Twenty-something years ago, a forty-something, overworked full-time middle manager, mother, wife, and daughter-in-law wrote a story in her head while washing dishes. She then typed that story and saved it on her desktop.

That little story gave her confidence. So she wrote another one. Then another.

Work, home, and family commitments took all her time and energy but she vowed she will continue to write little stories even if she gets to do them in the cracks of her busy days.

She didn’t share those stories with anyone. She just let them sit in a folder on her computer.

Each story boosted her confidence a little. So much so that one day she quit her job and became a full-time author.

She went on to write books and publish them.

Today she got an email from Medium.com, telling her that she is a verified author and that, one of her books will
feature on her profile page and a blue ‘Book Author’ badge will appear next to her name across Medium.

All because she dared to create.

Don’t just consume information as if it is food. While you are focused on consuming from the outside, you’re losing nourishment already inside you. Don’t make learning an excuse for not creating. Creating is more valuable than consuming.

Write a story.
Draw a sketch.
Create a melody.
Paint that painting.

There is no better teacher than a failure

All my businesses failed to be profitable.

At age 28, I started an artificial jewelry business.

Imitating a friend who had a successful jewelry stall in a busy shopping center, I bought jewelry from India and tried to sell it at a local school fete. I barely recovered my money.

At age 37, I got into the real estate business. That was the year Australia experienced its worst recession. Needless to say, I didn’t sell a single house.

At age 41, I established a network marketing business with a reputed company. I spent thousands of dollars setting it up and advertising it.

I even went part time at my job letting go of half the salary for six months.

After giving it to my heart and soul for six years, I had to give it up.

For years, I saw myself as a failure.

Then one day, thinking about them from a different perspective, I realized they were not failures.

They were the stepping stones for bigger and better things in my life.

From the jewelry business, I learned how markets worked. I learned more by doing it and failing at it than I would have by succeeding at it.

From the real estate business, I learned about negotiations and my local housing market.

I saved thousands of dollars down the track when we bought our house and several investment properties.

From network marketing, I learned confidence in presenting ideas, self-mastery, and people management skills. They helped me to win leadership roles in my job.

I owe a lot of what I became in life to my network of marketing business mentors.

The monetary gains are not the only gains you should seek from endeavors you take.

You learn more from failing than you can from succeeding.

Treat every new idea as an experiment

We are surrounded by endless knowledge, yet more often than we’d like, we are starving for wisdom.

We are exposed to countless strategies and solutions to every problem under the sun, yet too often, we don’t apply them.
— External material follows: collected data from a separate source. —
PR #2556, opened 2026-05-19
Collaborative markdown

micbar:
## Description

Add an Y.js server to enable the collaborative mode of tiptap.

## Details

- [x] Adds a hocuspocus container (Should be maintained in a separate repo)
- [x] Integrates it into the DEV Stack
- [x] Implements A WebDAV Storage Layer for Hocuspocus
- [x] Uses a webhook config to connect the tiptap editor with the hocuspocus server
- [x] Uses a Tiptap Editor instance on the Hocuspocus Server inside a JSDOM Tree to consolidate the write process to the storage in one location. This avoids that all editor instances need to synchronize and elect a leader who stores the data in markdown. This added layer is needed because of our markdown implementation, because we cannot sync the markdown between the different editor instances. Using an Editor Instance on the hocuspocus server makes the markdown conversion and storage more reliable and keeps the logic in hocuspocus instead of spreading it to all editor instances
- [x] Discovers the Token validation URL via openIDConnect Discovery to validate its access tokens
- [x] Uses the existing token from the pinia Store
- [x] Handles Write Conflicts to the markdown file and notifies the enduser by leveraging the WebDAV "If-Match" logic and by tracking etags
- [x] Implements a random color finder function for the user visualisations (called "collaboration-carets")

## Related Issue

- Fixes <issue_link>

## How Has This Been Tested?

- test environment:
- test case 1:
- test case 2:
- ...

## Types of changes

- [ ] Bugfix

### DIFF
--- a/dev/docker/hocuspocus/.dockerignore
+++ b/dev/docker/hocuspocus/.dockerignore
@@ -1,0 +1,4 @@
+node_modules
+npm-debug.log
+.DS_Store
+*.log
--- a/dev/docker/hocuspocus/Dockerfile
+++ b/dev/docker/hocuspocus/Dockerfile
@@ -1,0 +1,12 @@
+FROM node:22-alpine AS deps
+WORKDIR /app
+COPY package.json ./
+RUN npm install --omit=optional --no-audit --no-fund
+
+FROM node:22-alpine
+WORKDIR /app
+COPY --from=deps /app/node_modules ./node_modules
+COPY package.json tsconfig.json server.ts ./
+ENV NODE_ENV=production
+EXPOSE 9400
+CMD ["npx", "tsx", "server.ts"]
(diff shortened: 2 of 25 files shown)


micbar:
@JammingBen 
There seems to be a bug in my implementation.

Something regarding Token Handling or reconnects.

When my browser Tab is inactive for some time, the Editor Content is appended several times to the end of the document again and again.

micbar:
@dschmidt 
I am interested how your implementation differs from this.

dschmidt:
Quite a bit 😅 

The main difference is that I tried to keep the server as dumb as possible. I want it to do basic authentication and authorization and apart from that I want it to be universally usable by different yjs apps.
That's why most of the logic in my approach is on the client side.

- https://github.com/opencloud-eu/web/pull/2561

I've tried to keep all connection handling, stale detection, client mismatch handling and all that in a reusable generic layer, so actual app implementation can stay very lean.

It's very much still work in progress too - but if you wanna take a first look ... feel free! :) 

Happy to discuss the overall architecture.

FWIW I'm still online in Matrix 😅

micbar:
closing in favour of https://github.com/opencloud-eu/web/pull/2561

PR #2573, opened 2026-05-21
fix(editor): json rendering, plaintext serialization

JammingBen:
Fixes a few issues with the editor:

1. The text editor is not supposed to render tiptap json from any json file. This would mean that the editor doesn't display json files properly. The functionality for rendering tiptap json (= richtext format) is reserved for dedicated apps like the notes app.

2. Fix error when saving and closing plaintext files.

3. Prevent the duplicated blank lines when saving and reloading plaintext files.


tammi-23 (approved):
All 3 issues are fixed 👍

PR #2588, opened 2026-05-22
fix: prevent components from being proxied in Vue's reactivity system

JammingBen:
Vue warns when a component object is made reactive, which can cause performance overhead and interfere with component identity checks. Components passed as `content` to extension registrations and as `customComponent` to `dispatchModal` calls were missing `markRaw`, causing them to be inadvertently proxied by Vue's reactivity system.


AlexAndBear (commented):
👍

kulmann (approved):

PR #2589, opened 2026-05-22
feat: redesign batch actions

### LINKED ISSUE #2022: Batch actions
### Initial Checklist

### User Story

> * As a user, I want to have a consistent location where batch actions appear, so that I know where to find them

### User Value

UX

### Acceptance Criteria

- when files are selected, a batch actions bar appears and completely replaces the "FilterBar" (see https://github.com/opencloud-eu/web/issues/2021 )
- style the batch actions bar like in the attached mockup

BLOCKING: we have a batch action for "Empty trash", which gets displayed when no files are selected. This won't be possible anymore. We need a solution for that.

Image

JammingBen:
Changes the appearance of the batch actions to match the redesign mocks.

This also tidies up the implementation a bit by removing the `CreateAndUpload` component:

- The relevant upload-related parts don't need a template, so they have been moved to a composable that gets invoked by `GenericSpace`.
- The clipboard relevant actions are implemented as proper file actions that are rendered via the existing batch actions extension point.

image

closes https://github.com/opencloud-eu/web/issues/2022


tbsbdr:
i like! could you please double-check with the design - I think we need a bit more whitespace within the bar

image

AlexAndBear:
Hm, somehow I like the original more then the redesign, it doesn't look visually appealing to me. 

Anyways, can we apply the deselect click handler around the x icon and the text, so it's easier to reach ?

AlexAndBear (approved):

PR #2599, opened 2026-05-27
feat: use embed mode for copy and move actions

AlexAndBear:
## Related Issue

- Fixes https://github.com/opencloud-eu/internal/issues/285

## How Has This Been Tested?

- test environment:
- test case 1:
- test case 2:
- ...

## Types of changes

- [ ] Bugfix


AlexAndBear:
When we create a space from within the embed mode and want to copy move a file to this space, the actions fails.
This is because we actually don't have the space is the store. We need sse events for spaces to get this working:

https://github.com/opencloud-eu/opencloud/issues/2844

packages/web-runtime/src/container/sse/spaces.ts
```diff
@@ -0,0 +1,73 @@
...
+    return
+  }
+
+  const space = await clientService.graphAuthenticated.drives.getDrive(sseData.itemid)
+  spacesStore.upsertSpace(space)
+  await spacesStore.loadGraphPermissions({
+    ids: [space.id],
+    graphClient: clientService.graphAuthenticated,
+    useCache: false
+  })
```
JammingBen: Is it really necessary to load the permissions here? Normally it should be enough to do this lazy when selecting the space, since it's expensive.

packages/web-app-files/src/composables/actions/files/useFileActionsCopy.ts
```diff
@@ -1,41 +1,175 @@
...
+      return
+    }
+
+    resourcesStore.setSelection(resources.map(({ id }) => id))
+    const parentFolderLink = getParentFolderLink(resources[0])
+
+    dispatchModal({
+      elementClass: 'location-picker-modal',
+      title: $gettext('Copy to'),
+      customComponent: LocationPickerModal,
```
JammingBen: To prevent it from being proxied.

```suggestion
      customComponent: markRaw(LocationPickerModal),
```

packages/web-app-files/src/composables/actions/files/useFileActionsMove.ts
```diff
@@ -0,0 +1,243 @@
...
+      return
+    }
+
+    resourcesStore.setSelection(resources.map(({ id }) => id))
+    const parentFolderLink = getParentFolderLink(resources[0])
+
+    dispatchModal({
+      elementClass: 'location-picker-modal',
+      title: $gettext('Move to'),
+      customComponent: LocationPickerModal,
```
JammingBen:
```suggestion
      customComponent: markRaw(LocationPickerModal),
```

packages/web-app-files/src/composables/actions/files/useFileActionsCopy.ts
```diff
@@ -1,41 +1,175 @@
...
+    targetFolder,
+    sourceSpace,
+    resources
+  }: {
+    targetSpace: SpaceResource
+    targetFolder: Resource
+    sourceSpace: SpaceResource
+    resources: Resource[]
+  }) => {
+    const targetFolderRef = computed(() => targetFolder)
```
JammingBen: Defining a `computed` inside a method feels a bit finicky. `ref(targetFolder)` would be the better fit, since you don't need any computed reactivity here.

packages/web-app-files/src/composables/actions/files/useFileActionsMove.ts
```diff
@@ -0,0 +1,243 @@
...
+    targetFolder,
+    sourceSpace,
+    resources
+  }: {
+    targetSpace: SpaceResource
+    targetFolder: Resource
+    sourceSpace: SpaceResource
+    resources: Resource[]
+  }) => {
+    const targetFolderRef = computed(() => targetFolder)
```
JammingBen: Same here.

packages/web-pkg/src/components/Modals/LocationPickerModal.vue
```diff
@@ -0,0 +1,129 @@
...
+      class="size-full"
+      :title="iframeTitle"
+      :src="iframeSrc"
+      tabindex="0"
+      @load="onLoad"
+    ></iframe>
+  </div>
+</template>
+
+<script lang="ts">
```
JammingBen: Script setup?

packages/web-runtime/src/container/sse/spaces.ts
AlexAndBear: no

packages/web-pkg/src/components/Modals/LocationPickerModal.vue
AlexAndBear: yep this was a copy of FilePickerModal

JammingBen (approved):
LGTM

PR #2601, opened 2026-05-27
feat: implement user mentions in Collabora docs

JammingBen:
Users can be mentioned with `@` in Collabora documents, triggering a notification to the mentioned user. Also refactors all Collabora postMessage stuff and the task for loading shares to dedicated composables.

Note this this is still missing the actual notification parts from the server. But it doesn't hurt to have the functionality in Web before that.

### DIFF
--- a/packages/web-app-external/src/composables/useCollaboraPostMessages.ts
+++ b/packages/web-app-external/src/composables/useCollaboraPostMessages.ts
@@ -1,4 +1,4 @@
-import { onMounted, onBeforeUnmount, ref, unref, type Ref } from 'vue'
+import { onMounted, onBeforeUnmount, ref, unref, type Ref, markRaw } from 'vue'
 import { useGettext } from 'vue3-gettext'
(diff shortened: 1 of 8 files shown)


packages/web-app-external/src/composables/useCollaboraPostMessages.ts
```diff
@@ -0,0 +1,378 @@
...
+    if (unref(userIdsToMention).length === 0) {
+      return
+    }
+
+    try {
+      await httpAuthenticated.post(urlJoin(configStore.serverUrl, 'collaboration/notify'), {
+        fileID: unref(resource).fileId,
+        userIDs: unref(userIdsToMention),
+        type: 'mention'
+      })
```
JammingBen, line 309: @fschade JFYI this is the notification POST request I'm sending to the server as we discussed.

kulmann (approved):
LGTM 🥇

PR #2618, opened 2026-05-29
fix: prevent loosing mailcompose state

tammi-23:
Prevents loss of unsaved email drafts when navigating away from the mail compose widget or closing the browser.

### DIFF
--- a/packages/web-app-mail/src/components/MailWidget.vue
+++ b/packages/web-app-mail/src/components/MailWidget.vue
@@ -369,7 +369,7 @@ const requestUnsavedComposeSave = ({
 }) => {
   dispatchModal({
     title: $gettext('Unsaved changes'),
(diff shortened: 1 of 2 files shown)


packages/web-app-mail/src/components/MailWidget.vue
```diff
@@ -346,6 +360,23 @@ const doClose = () => {
...
+const requestUnsavedComposeSave = ({
+  onCancel,
+  onSave
+}: {
+  onCancel: () => void
+  onSave: () => void | Promise<void>
+}) => {
+  dispatchModal({
+    title: $gettext('Unsaved changes'),
+    message: $gettext('Your email isn’t finished yet. Save it as a draft before leaving.'),
```
kulmann:
```suggestion
    message: $gettext('Your email isn’t finished yet. Save it as draft before leaving.'),
```

kulmann (approved):
Nice 👍

PR #2649, opened 2026-06-09
fix: delete space action showing for space managers

JammingBen:
When a space manager, that is not a (space) admin, disables a space, the UI was previously showing the delete action. While the API should prevent that, the UI should also not show the action.

Fixes this issue by reloading the space permissions after disabling or enabling a space.

However, there are still questions that need clarification in the future:

- The server currently doesn't allow loading permissions for disabled spaces, hence the client defaults to no permissions. Should this be possible? For a solution like described in https://github.com/opencloud-eu/opencloud/issues/1799#issuecomment-4648116407, this needs to be possible.
- The client still has a lot of implicit permission checks in https://github.com/opencloud-eu/web/blob/main/packages/web-client/src/helpers/space/functions.ts#L220 for space actions. This is quite messy and should be cleaned up at some point. Also see https://github.com/opencloud-eu/opencloud/issues/10.

refs https://github.com/opencloud-eu/opencloud/issues/1799

### DIFF
--- a/packages/web-app-files/src/composables/actions/spaces/useSpaceActionsRestore.ts
+++ b/packages/web-app-files/src/composables/actions/spaces/useSpaceActionsRestore.ts
@@ -45,20 +45,10 @@ export const useSpaceActionsRestore = () => {
             space.spaceQuota = updatedSpace.spaceQuota
           }
           spacesStore.upsertSpace(updatedSpace)
-          return true
+          return space.id
         })
     )
     const results = await Promise.allSettled(promises)
-
-    try {
-      await spacesStore.loadGraphPermissions({ ids: spaces.map((s) => s.id), graphClient: client })
-    } catch (error) {
-      console.error(error)
-      showErrorMessage({
-        title: $gettext('Failed to update permissions for enabled spaces'),
-        errors: [error]
-      })
-    }
 
     const succeeded = results.filter(isPromiseFulfilled)
     if (succeeded.length) {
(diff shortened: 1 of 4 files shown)


AlexAndBear (approved):

packages/web-app-files/src/composables/actions/spaces/useSpaceActionsRestore.ts
```diff
@@ -73,6 +71,11 @@ export const useSpaceActionsRestore = () => {
               succeeded.length,
               { spaceCount: succeeded.length.toString() }
             )
+      await spacesStore.loadGraphPermissions({
```
kulmann: eh... I'm not sure if I fully understand. There already is a `loadGraphPermissions` call a few lines above (currently line 54). Doesn't this call here mean we should remove the call on line 54 with the entire try/catch block?

packages/web-app-files/src/composables/actions/spaces/useSpaceActionsRestore.ts
```diff
@@ -73,6 +71,11 @@ export const useSpaceActionsRestore = () => {
...
+        ids: spaces.map((s) => s.id),
```
kulmann:
```suggestion
        ids: succeeded.map((s) => s.id),
```

packages/web-app-files/src/composables/actions/spaces/useSpaceActionsRestore.ts
kulmann: additionally, should this be wrapped in a try/catch?

kulmann (approved):

PR #2650, opened 2026-06-09
enable translation-sync

v-scharf:
replace `ctx.build.sender` -> `ctx.build.title`


v-scharf:
@kulmann I did't see your https://github.com/opencloud-eu/woodpecker-ci-config-service/pull/20
close it if not needed

PR #2693, opened 2026-06-15
fix: vault route guard for share spaces

JammingBen:
Fixes an issue where reloading a vault as a share receiver would not redirect the user to the unlock vault page.

This happened because share spaces get created via mount points, which are not yet loaded when the `setupVaultUnlockGuard` runs. Hence we need to trigger and await the loading of mount points, fetch the correct one for the given `shareId` and create a share space from that.


kulmann (approved):
LGTM 👍

PR #3460, opened 2018-05-15
Ifql/get data

121watts:
Displays raw line protocol to the user based on the query they executed


ui/src/ifql/apis/index.ts
```diff
@@ -34,6 +34,20 @@ export const getAST = async (request: ASTRequest) => {
   }
 }
 
+export const getTimeSeries = async (script: string) => {
+  try {
+    const data = await AJAX({
```
bthesorceror: Would you mind adding a type to the response? i.e. `AJAX<SOMEINTERFACE>()`

ui/src/ifql/helpers/index.ts
```diff
@@ -49,7 +49,17 @@ export const bodyNodes = (ast, suggestions): Body[] => {
 
 const functions = (funcs, suggestions): Func[] => {
```
bthesorceror: Would you mind if we add types to the args here?

ui/src/shared/components/threesizer/Division.tsx
```diff
@@ -77,7 +83,14 @@ class Division extends PureComponent<Props> {
           <div className={this.titleClass}>{name}</div>
         </div>
         <div className={this.contentsClass} style={this.contentStyle}>
-          {name && <div className="threesizer--header" />}
+          {name && (
```
bthesorceror: Might think about adding a getter that can convey more information about why the name is important for this component to show.

PR #3475, opened 2018-05-16
feat(server/services): add generic services scoped under server

goller:
Closes #

Add a generic "services" endpoint scoped to source.  It allows us to have tie many different kinds of services to a source.  This was specifically done for IFQL, but, could be used for other services as well.

_What was the problem?_
We need to store and proxy requests to services other than just kapacitor
_What was the solution?_
Adding a new endpoint that one day should supercede the kapacitor endpoint.  
It uses something I cooked up in the very beginning of chronograf called servers.  
I had implemented kapacitor as a server, but, never had the need to have more than one type.  UNTIL NOW!

  - [ ] Rebased/mergeable
  - [ ] Tests pass


121watts:
Im going to change the base and merge this into my `ifql/get-data` branch

PR #3478, opened 2018-05-17
Convert App and localStorage to TS

121watts:


ui/src/localStorage.ts
```diff
@@ -5,7 +5,11 @@ import {
   notifyLoadLocalSettingsFailed,
 } from 'src/shared/copy/notifications'
 
-export const loadLocalStorage = errorsQueue => {
+import {LocalStorage} from 'src/types/localStorage'
+
+declare var VERSION: string
```
ebb-tide: could VERSION be imported from `'src/types/localStorage'`?

ui/src/localStorage.ts
```diff
@@ -16,7 +20,7 @@ export const loadLocalStorage = errorsQueue => {
       // eslint-disable-next-line no-undef
```
ebb-tide: would it be safe to say state is a {[x:string]:any}?

ui/src/localStorage.ts
```diff
@@ -54,23 +58,23 @@ export const saveToLocalStorage = ({
...
-        dataExplorer,
-        VERSION, // eslint-disable-line no-undef
         dashTimeV1,
+        dataExplorer,
+        dataExplorerQueryConfigs,
       })
     )
   } catch (err) {
-    console.error('Unable to save data explorer: ', JSON.parse(err)) // eslint-disable-line no-console
+    console.error('Unable to save data explorer: ', JSON.parse(err))
```
ebb-tide: do we know what error will look like?

PR #3482, opened 2018-05-17
Fixes remaining bugs with multi slack handlers

### LINKED ISSUE #2855: Add ability to define multiple slack nodes in Kapacitor
connect https://github.com/influxdata/kapacitor/issues/1696

- [x] ensure that the latest changes hasn't broken the existing slack config in chronograf
- [x] add the ability to configure multiple slack integrations in chronograf

bthesorceror:
Closes #2855

  - [x] Rebased/mergeable
  - [x] Tests pass

### DIFF
--- a/ui/src/kapacitor/components/AlertTabs.tsx
+++ b/ui/src/kapacitor/components/AlertTabs.tsx
@@ -516,9 +516,16 @@ class AlertTabs extends PureComponent<Props, State> {
         this.refreshKapacitorConfig(this.props.kapacitor)
         this.props.notify(notifyAlertEndpointSaved(section))
         return true
-      } catch ({
-        data: {error},
-      }) {
+      } catch (err) {
+        const {data} = err
+        const {error} = data
+        if (!error) {
+          this.props.notify(
+            notifyAlertEndpointSaveFailed(section, 'Cannot save configuration')
+          )
+
+          return false
+        }
         const errorMsg = error.split(': ').pop()
         this.props.notify(notifyAlertEndpointSaveFailed(section, errorMsg))
         return false
--- a/ui/src/kapacitor/components/config/SlackConfig.tsx
+++ b/ui/src/kapacitor/components/config/SlackConfig.tsx
@@ -4,12 +4,14 @@ import RedactedInput from 'src/kapacitor/components/config/RedactedInput'
 import {ErrorHandling} from 'src/shared/decorators/errors'
 import {SlackProperties} from 'src/types/kapacitor'
 
+interface Options {
+  url: boolean
+  channel: string
+  workspace: string
+}
+
 interface Config {
-  options: {
-    url: boolean
-    channel: string
-    workspace: string
-  }
+  options: Options
 }
 
 interface Props {
@@ -33,32 +35,26 @@ interface Props {
 interface State {
   testEnabled: boolean
   enabled: boolean
+  workspace: string
 }
 
 @ErrorHandling
 class SlackConfig extends PureComponent<Props, State> {
   private url: HTMLInputElement
   private channel: HTMLInputElement
-  private workspace: HTMLInputElement
 
   constructor(props) {
     super(props)
     this.state = {
       testEnabled: this.props.enabled,
       enabled: _.get(this.props, 'config.options.enabled', false),
+      workspace: _.get(this.props, 'config.options.workspace') || '',
     }
   }
 
   public render() {
-    const {
-      config: {
-        options: {url, channel, workspace},
-      },
-      isNewConfig,
-    } = this.props
-    const {testEnabled, enabled} = this.state
-
-    const isNickNameEnabled = isNewConfig && !testEnabled
+    const {url, channel} = this.options
+    const {testEnabled, enabled, workspace} = this.state
 
     return (
       <form onSubmit={this.handleSubmit}>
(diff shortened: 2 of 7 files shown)


ui/src/kapacitor/components/config/SlackConfig.tsx
```diff
@@ -183,29 +214,31 @@ class SlackConfig extends PureComponent<Props, State> {
   }
 
   private handleSubmit = async e => {
-    const {isNewConfig} = this.props
     e.preventDefault()
+
+    const {workspace} = this.state
```
jaredscheib: could you share your thoughts on why this would be from state as opposed to other state destructuring that has been modularized into getters?

ui/src/kapacitor/components/config/SlackConfig.tsx
```diff
@@ -183,29 +214,31 @@ class SlackConfig extends PureComponent<Props, State> {
...
+
     const properties: SlackProperties = {
       url: this.url.value,
       channel: this.channel.value,
       enabled: this.state.enabled,
     }
+
     if (isNewConfig) {
-      properties.workspace = this.workspace.value
+      properties.workspace = workspace
```
jaredscheib: 1. a bit strange seeing a value on an object being assigned directly -- could a spread operator be used here?
1. also in the context of all of these getters, this reads a bit weird to me -- what do you think about `workspace` --> `this.workspace` and putting workspace behind a getter?

ui/src/kapacitor/components/config/SlackConfig.tsx
```diff
@@ -183,29 +214,31 @@ class SlackConfig extends PureComponent<Props, State> {
...
+    const success = await this.props.onSave(properties, isNewConfig, workspace)
     if (success) {
       this.setState({testEnabled: true})
     }
   }
 
   private handleDelete = async e => {
     e.preventDefault()
-    await this.props.onDelete(this.workspace.value, this.workspaceID)
+    const {workspace} = this.state
```
jaredscheib: see question above about a possible getter

ui/src/kapacitor/components/config/SlackConfigs.tsx
```diff
@@ -73,7 +74,7 @@ class SlackConfigs extends PureComponent<Props, State> {
             />
           )
         })}
-        {isMultipleConfigsSupported && (
+        {this.isAddAllowed && (
```
jaredscheib: it's not clear to me what `isAddAllowed` would mean, semantically -- would you consider preserving some of the self-awareness around `config`, such as `isConfigAddAllowed`?

ui/src/kapacitor/components/config/SlackConfigs.tsx
```diff
@@ -88,6 +89,14 @@ class SlackConfigs extends PureComponent<Props, State> {
     return this.state.configs
   }
 
+  private get isAddAllowed(): boolean {
+    const {isMultipleConfigsSupported} = this.props
+    const {configs} = this.state
+    const allExisting = _.every(configs, c => !this.isNewConfig(c))
```
jaredscheib: could you clarify what `allExisting` refers to, such as `allExistingConfigs`?

ui/src/kapacitor/components/config/SlackConfigs.tsx
```diff
@@ -99,7 +108,13 @@ class SlackConfigs extends PureComponent<Props, State> {
   private getWorkspace = (config: Config): string => {
     const {isMultipleConfigsSupported} = this.props
     if (isMultipleConfigsSupported) {
-      return get(config, 'options.workspace', 'new')
+      const workspace = _.get(config, 'options', {workspace: null}).workspace
```
jaredscheib: interesting

ui/src/kapacitor/components/AlertTabs.tsx
```diff
@@ -516,9 +516,16 @@ class AlertTabs extends PureComponent<Props, State> {
...
         return true
-      } catch ({
-        data: {error},
-      }) {
+      } catch (err) {
+        const {data} = err
+        const {error} = data
+        if (!error) {
+          this.props.notify(
+            notifyAlertEndpointSaveFailed(section, 'Cannot save configuration')
```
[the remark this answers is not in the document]
bthesorceror: we just get a 502 back from Kapa with no additional information.

ui/src/kapacitor/components/config/SlackConfig.tsx
```diff
@@ -33,32 +35,26 @@ interface Props {
...
   private url: HTMLInputElement
   private channel: HTMLInputElement
-  private workspace: HTMLInputElement
 
   constructor(props) {
     super(props)
     this.state = {
       testEnabled: this.props.enabled,
       enabled: _.get(this.props, 'config.options.enabled', false),
+      workspace: _.get(this.props, 'config.options.workspace', '') || '',
```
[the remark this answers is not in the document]
bthesorceror: we get back a object that has {workspace: null} at this point so the _.get will just return the null and not the default since the key is present.

ui/src/kapacitor/components/config/SlackConfig.tsx
bthesorceror: State is a little different to me than props, since there is no computed value needed I felt fine about destructuring from state.

ui/src/kapacitor/components/config/SlackConfig.tsx
bthesorceror: we only want to send the workspace on create, for updates we want to omit the key altogether.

Slow down to treat each new idea as a practical experiment, and to wait to see what results it produces before rushing on to the next fascinating concept.

Three weeks ago I started an experiment. To share 100 insights on LinkedIn with a splash of humour.

I was struggling at first to come up with ideas and to illustrate them. But it is getting easier now and I am enjoying it.

I called it a challenge then, but it is in fact an experiment. You can fail in a challenge and feel miserable. But if an experiment fails, it’s no big deal. You start again.